We cannot abide in someone without them abiding in us. Someone cannot abide in us without us abiding in them. That is simply not how a relationship works. We can tell ourselves falsehoods all day long. We can set up the defense and stand behind it until we rot away.

And when the times come that I am praying, every day, and He still seems so far away, I can look deep into my heart and evaluate the nature of my prayers. If my prayers be true and pure, and not manipulations of our relationship, I can sit back and wait. I can hold on with both hands and know that the Lord is my friend because He said that He was, and that the down will become an up again because that’s just how this roller coaster of life works.  The real question is: am I His friend? Will I be faithful?

The story of Abraham on the verge of sacrificing his son always disturbed me. What a horrifying ordeal that must have been. The common assumption is that God wanted Abraham to prove himself. Even in Christian media we see it being communicated that God demands a test of His faithful servant. Can I just say, with all my heart, that simply isn’t true. In fact, God was communicating His deep love even in those moments. He walked His friend through the greatest trial a person could face, so that Abraham would know that he had more faith than he could have dreamed. Abraham had no idea how much faith he had in God until he took his son up onto that mountain and nearly sacrificed him. After that, Abraham was invincible. He knew that he would be strong through it all. He needed that strength, that credibility, to become the father of the world. Every last human being on this planet goes back to Abraham, just like God promised. In fact, if you want to get really serious, God did Abraham a favor. We talk about Abraham thousands of years after he died. We respect his passion and commitment. We revere and exemplify his character.

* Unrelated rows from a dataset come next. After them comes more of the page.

PR #2084, opened 2020-07-06
Always avoid cache when loading images that have refresh set.

### LINKED ISSUE #2066: Image items are not refreshing
### Actual behaviour

In 2.13.5-beta `Image` items with refresh interval set are not refreshing. The issue is not present in 2.13.0

### Expected behaviour
Image items should refresh properly.

 
### Steps to reproduce
1. Add an Image item with refresh interval (eg camera feed) to the sitemap
2. Open the sitemap in the app

The issue has probably originated in #2039 but I'm not sure.

maniac103:
We already avoided the cache for the actual refresh, but not for the
initial load triggered via onAttachedToWindow(). Since we need the
information whether refresh is enabled in that method, but the actual
sequence of calls is setImageUrl() -> onAttachedToWindow() ->
startRefreshing(), move the refresh interval setter to setImageUrl(), so
we have the interval available in onAttachedToWindow().

Closes #2066

### DIFF
--- a/mobile/src/main/java/org/openhab/habdroid/ui/WidgetAdapter.kt
+++ b/mobile/src/main/java/org/openhab/habdroid/ui/WidgetAdapter.kt
@@ -628,7 +628,6 @@ class WidgetAdapter(
                 imageView.maxHeight = Integer.MAX_VALUE
             }
 
-            @Suppress("LiftReturnOrAssignment")
             if (value != null && value.matches("data:image/.*;base64,.*".toRegex())) {
                 val dataString = value.substring(value.indexOf(",") + 1)
                 val data = Base64.decode(dataString, Base64.DEFAULT)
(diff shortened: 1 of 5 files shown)


mobile/src/main/java/org/openhab/habdroid/ui/widget/WidgetImageView.kt
```diff
@@ -146,7 +143,9 @@ class WidgetImageView constructor(context: Context, attrs: AttributeSet?) : AppC
         scope = CoroutineScope(Dispatchers.Main + Job())
         lastRequest?.let { request ->
             if (!request.hasCompleted()) {
-                request.execute(false)
+                // Make sure to have an up-to-date image if refresh is enabled (when avoiding cache in that case,
+                // we'll always load a stale image from cache until first refresh otherwise)
```
maniac103, line 147: I need to reword that comment.

mobile/src/main/java/org/openhab/habdroid/ui/WidgetAdapter.kt
```diff
@@ -635,19 +634,16 @@ class WidgetAdapter(
                 val data = Base64.decode(dataString, Base64.DEFAULT)
                 val bitmap = BitmapFactory.decodeByteArray(data, 0, data.size)
                 imageView.setImageBitmap(bitmap)
-                refreshRate = 0
```
mueller-ma, line 638: You can remove the `@Suppress("LiftReturnOrAssignment")` now.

What an honor. How exciting. To know that God Himself wants to show us the strength of our spirits. He wants us to see the stuff that we are made of. When we get defensive, when we ‘give up’ on God, we are really only giving up on ourselves. Thinking about that actually makes me hurt in a physical way. And I think that is why the ugliness sets into people. Because they have given up on themselves, and they don’t even know it. They have no idea the strength that they could possess, because they do not use it. They have allowed their spirits to atrophy, and then they rage when they cannot even move aside the smallest burdens that come their way.

Relationships ebb and flow because they consist of two human beings. I know that human beings are unreliable, and that they are independent. We each have our own lives, and our own trials, and our own schedules. This means that sometimes we are in better communication than others. But I have found that during the times when I have stood by my friend, even when they knew that they weren’t being the greatest friend in return, we became stronger than ever. We have built that trust. They do the same for me, and those are the kind of people that I can call in the middle of the night when I need someone.

The best part about God is that He is perfect. He doesn’t ebb and flow. Numbers 23 reminds us that God is not human, so He does not struggle with keeping promises. In fact, God can bestow every good and perfect gift because He does not shift like the shadows (James 1:17).

So I know that when I am feeling like I am not close to the Lord, or that He isn’t being close to me, it is something that I need to work on. I need to just do my part. I need to hang in there. I need to use the strength that I know has been given to me (Phil. 4:13).  I need to be a friend to God.  I need to abide in Him, as Abraham did, and everything else will fall in line, to the end of my days and even beyond.